Thanks in advance, and if any of my questions or explanation of my problem don't make sense please ask and I will try to clarify what I meant. Bye Bye


----------



## cycloptopus (Sep 16, 2009)

I will count whatever the lowest common denominator is. So if you are trying to get a feel in 1/4 notes with a studder that ends in an 1/8 note, then just count the number of 1/8 notes and set your metronome to that. Essentially that is your time signature anyway, and it's really about the accents. Understand that the beat you want may still emphasize the 1/4 note accents, and the metronome may change the feel a bit. But for effective practice you kinda have to do what you have to do. 

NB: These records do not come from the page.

PR #2533, opened 2025-11-22
Correctly decode lists in Linux .ini file, treat all config keys as lowercase

dvdmuckle:
# Description

Previous versions of the ini to toml import/export would not correctly decode lists, meaning things like Inara and EDSM API keys would not carry over correctly. This addresses that by in part using some decoding logic from 5.13.3. Additionally, config keys across both the .ini and Windows (kinda) are case insensitive. The changes here not only make sure config keys are exported to the toml as lowercase, but also convert any gets and sets to lowercase.

# Type of Change

Bug fix/enhancement.

# How Tested

Run on Linux, making sure the .ini export works, flipping configs back and forth and closing EDMC, and checking the config.toml to make sure the config took correctly. This needs to be tested on Windows, but I don't have an environment up for that.

# Notes

### DIFF
--- a/config/__init__.py
+++ b/config/__init__.py
@@ -43,7 +43,8 @@ import sys
 import tomllib
 import tomli_w
 from time import gmtime
-from typing import Any, Callable, Type, TypeVar
+from typing import Any, TypeVar
+from collections.abc import Callable
 import semantic_version
 from constants import GITVERSION_FILE, applongname, appname
 
@@ -474,7 +475,7 @@ class Config:
     @staticmethod
     def _suppress_call(
         func: Callable[..., _T],
-        exceptions: Type[BaseException] | list[Type[BaseException]] = Exception,
+        exceptions: type[BaseException] | list[type[BaseException]] = Exception,
         *args: Any,
         **kwargs: Any,
     ) -> _T | None:
--- a/.github/workflows/codeql.yml
+++ b/.github/workflows/codeql.yml
@@ -59,7 +59,7 @@ jobs:
         # your codebase is analyzed, see https://docs.github.com/en/code-security/code-scanning/creating-an-advanced-setup-for-code-scanning/codeql-code-scanning-for-compiled-languages
     steps:
     - name: Checkout repository
-      uses: actions/checkout@v5
+      uses: actions/checkout@v6
 
     # Initializes the CodeQL tools for scanning.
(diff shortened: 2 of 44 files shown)


config/__init__.py
```diff
@@ -275,16 +275,16 @@ def _load(self):
...
     def get(self, key: str, default=None):
         """Return raw stored value."""
-        return self.settings.get(key, default)
+        return self.settings.get(key.lower(), default)
 
     def get_str(self, key: str, default="") -> str:
         """Return string value."""
-        val = self.get(key, default)
+        val = self.get(key.lower(), default)
         return str(val) if val is not None else default
```
kitlaan: We may want to revert to the original 5.13.x `get_str()` behavior.

When testing BGS-Tally, a default config shows a changed (read: wrong) behavior.

The notes here are for Windows, but I believe Linux should have the same behavior...

Test Case:
1. no prior BGST settings (in windows registry)
2. launch EDMC; copy newly created config.toml so as to have a reference
3. close EDMC, to make sure config.toml has been flushed
4. launch EDMC; check BGS-Tally conf tab
5. see that none of the things default-on are checked


For reference, the newly created toml (using default BGST values) will have:
```
bgst_showzeroactivity = "CheckStates.STATE_ON"
```
And the config UI shows an "unchecked" state for "Show Systems with Zero Activity".

If you click on the checkbox, the toml will now show:
```
bgst_showzeroactivity = "Yes"
```
Upon restarting EDMC, the checkbox will show "checked" properly.

dvdmuckle: I was also thinking we do something like the old Linux behavior and always set things as strings. I _think_ that would solve the issue of enums being set, instead of being converted to `Yes`. Outside of the `# type: ignore` in your suggestion, what else is different with what we currently have?

kitlaan:
Testing w/ latest change on Windows looks good.

* toml shows bool values as 0/1 now; they were migrated from `winreg` properly.
* BGS-Tally shows "Yes" and "No" strings now, and the loaded-with-migration config UI shows the proper toggles set.

dvdmuckle:
@Rixxan I think this is ready for a review!

Rixxan:
Looks good to me, I'll fix the linter gripes this weekend and get the RC out.

dvdmuckle:
Excellent, thank you!

PR #2540, opened 2025-11-29
Add localisation of stations names

### LINKED ISSUE #2404: Display localised stationname for `System Colonisation Ship`
**Describe the enhancement**

Frontier is using a localised version for the stationname of `System Colonisation Ship`. The key `StationName` now is `$EXT_PANEL_ColonisationShip:#index=1;` (the part after the `:` might be different) and there is a new key called `StationName_Localised` which does contain the actual name `System Colonisation Ship` (for EN, it uses localised names for the game language).

**Expected behavior**

The EDMC window should display the localised name of the station.

**Considered workarounds**

None.

**Additional context**

For EDDN messages the station name should NOT use the localised version.

inutt:
# Description
Adds localisation of station names, by converting strings like "$EXT_PANEL_ColonisationShip; Okawara Horizons" to "System Colonisation Ship Okawara Horizons". If the ship has an index parameter but no name, the index will be used in place of the name.

# Example Images
edmc

# Type of Change
Enhancement, fixes #2404.

# How Tested
Spent the evening flying back and forth to a colonisation ship, and tried forcing several values by temporarily overriding the 'value' variable in the new localising function.

# Notes
Currently only system colonisation ships appear to need localising, but other strings may need to be added in future.

The new code also depends on station "provider" plugins actually calling it - the Inara and spansh plugins call the common `station_name_setter` function in `common_coreutils.py`, but the EDSM plugin does its own thing and needed modifying to call the new code.

I'm unsure of the meaning of the index parameter in a StationName field. I'm assuming it's there to disambiguate stations that would otherwise have the same name, but it might mean something else.

### DIFF
--- a/L10n/en.template
+++ b/L10n/en.template
@@ -839,3 +839,9 @@
 
 /* edastro_core.py: Settings>EDAstro - Label on checkbox for 'send data'; */
 "Send data to EDAstro" = "Send data to EDAstro";
+
+/* common_coreutils.py: Colonisation ship name, with title; In files: common_coreutils.py:81:81 */
+"System Colonisation Ship {NAME}" = "System Colonisation Ship {NAME}";
+
+/* common_coreutils.py: Unidentified colonisation ship; In files: common_coreutils.py:84:84 */
+"System Colonisation Ship" = "System Colonisation Ship";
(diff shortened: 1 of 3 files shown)


Rixxan:
Thank you for the submission! I'll look at this one soon - I haven't had the time to actually find one of these ships in-game and check it out but this has been on my list of very annoying bugs I want to get fixed :)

Someone else may have a better way to do this, but it works for me.

*edit* -...and I re-read your question and realize I may not have answered it correctly...or at all. 1) I'd just count it like you do 8th notes. 1&2&... Basically because the 8th note is your most basic element here. I think you could essentially rename your time signature to 1/4 notes, (i.e. 11/8 to 11/4) and double the metronome speed to get it as fast as you are feeling it, and then you'd be counting it properly. 2) see above. I personally don't use those metronome 8th note accents because it doesn't cut it for the odd time signatures for me. 3) 11, 7, 5, 23 are all cool to me. You could just make up a 4/4 riff tag an eight note on it, rename the time sig to 9/8, double your metronome speed to line up with the 8th notes, and practice with the 1/4 note accents in your mind. Of course by this logic you'd have to count unorthodox so you could make it 9/4 (calling the previous 8th notes 1/4 notes) keep the metronome the same, but now your accents are on the 1/2 notes...uh... 

It's probably easier to just say 1&2& even though your counting the 1/8 notes as the 1 2 3 etc.. and the '&' is your 16th notes.

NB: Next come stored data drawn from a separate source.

PR #84, opened 2020-04-10
Remapped Silo

Dzierzan:
Added also lights and orb animation, and damaged state.


Mailaender:
The shadow contains all the buildings and is not set up.

mods/hv/sequences/buildings.yaml
```diff
@@ -176,8 +176,22 @@ field:
...
+		Start: 0
+	animation_lights: silo.png
+		Start: 2
+		Length: 4
+		Tick:	240
+		Reverses: true
+	animation_orb: silo.png
+		Start: 6
+		Length: 7
+		Tick:	60
```
Mailaender, line 188: You added a tab before setting the value which is odd.

mods/hv/sequences/buildings.yaml
```diff
@@ -176,8 +176,22 @@ field:
...
+		Reverses: true
+	damaged-idle: silo.png
+		Start: 1
 	icon: blank.png
 
+
```
Mailaender, line 194: Stray new line.

PR #88, opened 2020-04-27
A new voiceset

Dzierzan:
I tried my ugly voice and created a new voice set. Currently it works only for Vehicles.


GraionDilach:
Not bad, not bad at all. I'm genuinely impressed.

Should've done a soft noise removal before cutting up the master recording though, since there's no clear-cut decision on the voice direction yet. You might also want to prefix the files themselves incase you want to submit a set with a different accent at a later point. Voice quality is pretty okay otherwise and you didn't made the rookie popping mistakes. The lines are also normalized together. Great job for a first, pretty much the amount of noise is the sole issue I can hear.

My two generic sets were never meant to be final sets anyway, just placeholders which I expect being phased out when unit roles start getting defined. Calling this `GenericVoice03` might even be a mistake since this is a clear step forward from those and calling it `VehicleVoice01` to implicate it can be kept around properly might be better.

Dzierzan:
Thanks!

Noise is there because I added it. I wanted to make it more vintage, as voice heard through radio. I wanted to add that radio sound heard in Dune2000 as well, but I couldn't find anything good.

Yeah, there are no pops because I've got a makeshift popkiller.

GraionDilach:
Ah, so that's intentional. It's not a bad idea but I hope you asked @Mailaender about this beforehand, because there wasn't a reference set before to copy the voice quality/style from.

I'm fine with this being the reference, but then please note down the noise level for future contributors to ensure future consistency.

PR #94, opened 2020-05-04
New Copter

Dzierzan:
This PR changes the copter, so now the body is seperated from its propeller. Plus under the copter there's a rotatable turret.


mods/hv/rules/aircraft.yaml
```diff
@@ -62,20 +62,23 @@ COPTER:
...
-	AttackAircraft:
-		FacingTolerance: 20
-		PersistentTargeting: false
-		AttackType: Hover
-		OpportunityFire: true
+	Turreted:
+		TurnSpeed: 20
+		Offset: 200,0,-100
+	AttackTurreted:
+		PauseOnCondition: ecmdisabled
```
Mailaender, line 69: Remove that. Helicopters can't be disabled by the ECM tank.

PR #112, opened 2020-07-10
Tech center

Dzierzan:
Basic implementation. It does nothing at the moment.

techcenter


mods/hv/rules/buildings.yaml
```diff
@@ -509,6 +509,49 @@ FACTORY3:
...
+		HP: 30000
+	Armor:
+		Type: Steel
+	RevealsShroud:
+		Range: 4c0
+	Power:
+		Amount: -200
+	Targetable:
+		TargetTypes: Ground, Structure
+	ScalePowerWithHealth:
```
Mailaender, line 541: Only power plants should have this.

Mailaender:
Also needs a rebase.

PR #114, opened 2020-07-10
Seperated cursors, updated credits.

Dzierzan:


mods/hv/cursor.yaml
```diff
@@ -1,78 +1,78 @@
-# License: CC-BY-SA-4.0
+# License: CC-BY-SA-4.0, CC-BY-3.0-US
```
Mailaender, line 1: This is the cursor definition file. Not about the assets.

PR #122, opened 2020-07-19
Remove BOM marks.

GraionDilach:
This normalizes all C# source files to lack a BOM.


Mailaender:
Confirmed with `grep -Rl $'\xEF\xBB\xBF' .` and noticed that some files from the engine contain it.

PR #125, opened 2020-07-31
Miscellaneous fixups

GraionDilach:


mods/hv/weapons/missiles.yaml
```diff
@@ -149,7 +143,6 @@ ShipMissile:
 	ReloadDelay: 50
 	Range: 9c0
 	MinRange: 2c0
-	Report: missile7.aud
```
GraionDilach, line 152: I've seen that `rocketlaunch01` is the generic choice so I let it falling back to that one here.

Mailaender:
Thanks.

PR #126, opened 2020-08-02
Building damagefires.

GraionDilach:
This is a bit of a draft at my side, because I'm not certain which model should be followed here, C&C's explicit burning locations, of Warcraft 1/Warcraft 2 where the fire was burning in the center of the building artwork. If we agree on the former, I'll set up offsets.

Additional point of discussion would be the art quality, since I decided to squash the flame's height. Pinging @Dzierzan for thoughts on this matter.

I'm also planning to do sparking for vehicles in a separate PR.


Mailaender:
I think this needs to be tweaked at a per building level as it is too uniform and the positioning is sometimes a bit out of place:
image

Mailaender:
Then the C&C system may be better. The Warcraft one only really works for the forest fires.

GraionDilach:
Updated.

hv-2020-08-08T140354692Z

mods/hv/sequences/buildings.yaml
```diff
@@ -1,6 +1,30 @@
 # License: CC-BY-SA-4.0
 
+^BuildingFlame:
+	flame: flame2.png
+		Length: *
+		ZOffset: 512
+		Offset: 0, -9
```
Mailaender, line 7: Why didn't you use the `WithShadowOverlay` `Offset` instead?

sources/artwork/Flame2
```diff
@@ -0,0 +1,6 @@
+Flame.lbm
+last coloumn cropped
+Width: resized to 50 pixel
+Height: resized to 13 pixel
+fourth frame dropped
+minor misc. pixel tweaks
```
Mailaender, line 6: Keeping a changelog for each image editor action seems a bit over the top.

mods/hv/sequences/buildings.yaml
GraionDilach: I was unaware of that option, but even relying on that would be wrong. These are art decorations, they shouldn't be offset in world units, but in pixels directly. Converting to world units back and forth to get proper values sounds wrong to me (these values were mostly calculated with Photoshop's Ruler tool on the artwork directly).

GraionDilach, line 7: This default value is to ensure the flame will be played in the cell's center position. If this should be mentioned in the sequence itself I'll update.

sources/artwork/Flame2
GraionDilach: Thought I should document everything.

mods/hv/sequences/buildings.yaml
Mailaender: Mentioning it here is enough documentation for me.

PR #128, opened 2020-08-02
Add condition support to WithConstructionBeamOverlay.

GraionDilach:


Mailaender:
Thanks. Seems I forgot to push that change. I also didn't use invalid token properly in my variant.

GraionDilach:
You're welcome then. 😄

OpenRA.Mods.HV/Traits/Render/WithConstructionBeamOverlay.cs
```diff
@@ -58,9 +64,20 @@ public WithConstructionBeamOverlay(ActorInitializer init, WithConstructionBeamOv
...
+				token = self.GrantCondition(info.Condition);
+
 			// Remove the animation once it is complete
 			if (overlay != null && renderSprites != null && anim != null)
-				overlay.PlayThen(info.Sequence, () => self.World.AddFrameEndTask(w => renderSprites.Remove(anim)));
+			{
+				overlay.PlayThen(info.Sequence, () => self.World.AddFrameEndTask(w =>
+				{
+					if (token != Actor.InvalidConditionToken)
+						token = self.RevokeCondition(token);
```
Mailaender, line 76: Actually this is wrong. I had the reverse in mind.

Mailaender: Yours makes more sense though.

PR #129, opened 2020-08-02
Set all missile CruiseAltitude to 2c0.

GraionDilach:
This prevents them flying higher than the actual aircraft,
causing a weird path when they are catching up with their target.


Mailaender:
This was actually some kind of on purpose as the tank shoots upwards. That effect is still there just not so over the top. Guess that's better then.

PR #133, opened 2020-08-08
Add a new drone voiceset for the pods.

GraionDilach:
Technically this is a two-years old set which I recorded for a drone in AS-as-a-mod, but since that AS is dead, I thought this might fit OpenHV.


Mailaender:
That sounds pretty alien. I actually thought of scout pods as one man vehicles.

GraionDilach:
I thought they're supposed to be robots. Okay, nevermind then.

mods/hv/audio/voices.yaml
```diff
@@ -25,3 +25,9 @@ GenericVoice3:
 		Select: awaiting_orders, im_ready, receiving, yes_sir
 		Move: acknowledged, affirmative, as_you_wish, at_once, en route, lets_go, move_out, on_my_way, orders received, ten_four
 		Action: attack, destroy_them, hit_them_hard, light_em_up, target_locked, you_got_it
+
+PodVoice:
```
Mailaender, line 29: Let's use them for the drone ship instead.

Dzierzan:
Sounds like an angry robot dog.

mods/hv/audio/voices.yaml
GraionDilach: Alright, I've already rebased this branch locally, just let me find the actor.

PR #134, opened 2020-08-08
Add a CC0 sound for the nuke explosion.

GraionDilach:
Tweaked variant of https://freesound.org/people/tommccann/sounds/235968


Mailaender:
That indeed sounds scarier. Thanks.

PR #312, opened 2021-05-16
Minor map changes

Dzierzan:
Tomb raiders has now tech drill rigs.
Added more stuff for shellmap.


mods/hv/maps/tomb-raiders/map.yaml
```diff
@@ -6,8 +6,6 @@ Title: Tomb Raiders
 
 Author: Graion Dilach
 
-License: CC-BY-SA-4.0
```
Mailaender, line 9: Please don't remove that.

mods/hv/maps/tomb-raiders/map.yaml
```diff
@@ -219,17 +219,17 @@ Actors:
...
 		Owner: Neutral
-		Location: 47,53
-	Actor80: techbuilding
+		Location: 47,52
+	Actor80: techminer
 		Owner: Neutral
-		Location: 47,31
-	Actor81: techbuilding
+		Location: 47,30
+	Actor81: techminer
```
Mailaender, line 231: I think @GraionDilach's whole point of the map was that the tech reconstructors stack up and give more healing.

mods/hv/maps/tomb-raiders/map.yaml
Dzierzan: Goddamn, edit the engine, so it's automatically added or something.

mods/hv/maps/tomb-raiders/map.yaml
Dzierzan: @GraionDilach doesn't mind.

GraionDilach: At that point we had no other tech building. I don't mind this change. When limited eco comes in, we need to revisit the eco on all the amps anyway.

PR #324, opened 2021-08-09
Repurpose shadow pal for crude alpha gradients.

GraionDilach:
image

The second half of the palette is unused incase there are new ideas for the future. These are just the basic 255 0 0/255 128 0 colors afterall.


Mailaender:
There is no use case for it. We may come back to it later.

ok, now how confusing is my response?


----------



## abysmalrites (Sep 16, 2009)

The question was a rather good one. Cycloptopus, your response was kind of confusing, especially when you get into the part about 9/8.

Psycho, if you have (or even if you don't, you can download) either guitar pro or powertab and set the time signature to something off, like the aforementioned 9/8. After that, just loop it and you've a metronome for the time sig.


----------



## cycloptopus (Sep 16, 2009)

abysmalrites said:


> Cycloptopus, your response was kind of confusing, especially when you get into the part about 9/8.


I know. Once I got into it I realized it was getting too crazy but I couldn't back out. My bad, it makes sense to me, but I talk too much. 

I think the point I was trying to get at is:



the number of beats you want to play, is the number you want to set your metronome to. 


figure out the lowest common denominator, whatever note value that the riff ends with, and set the metronome to that.




The time signature is just how you notate it. 

Count comfortably. I use 1&2& often because it's easier on my brain.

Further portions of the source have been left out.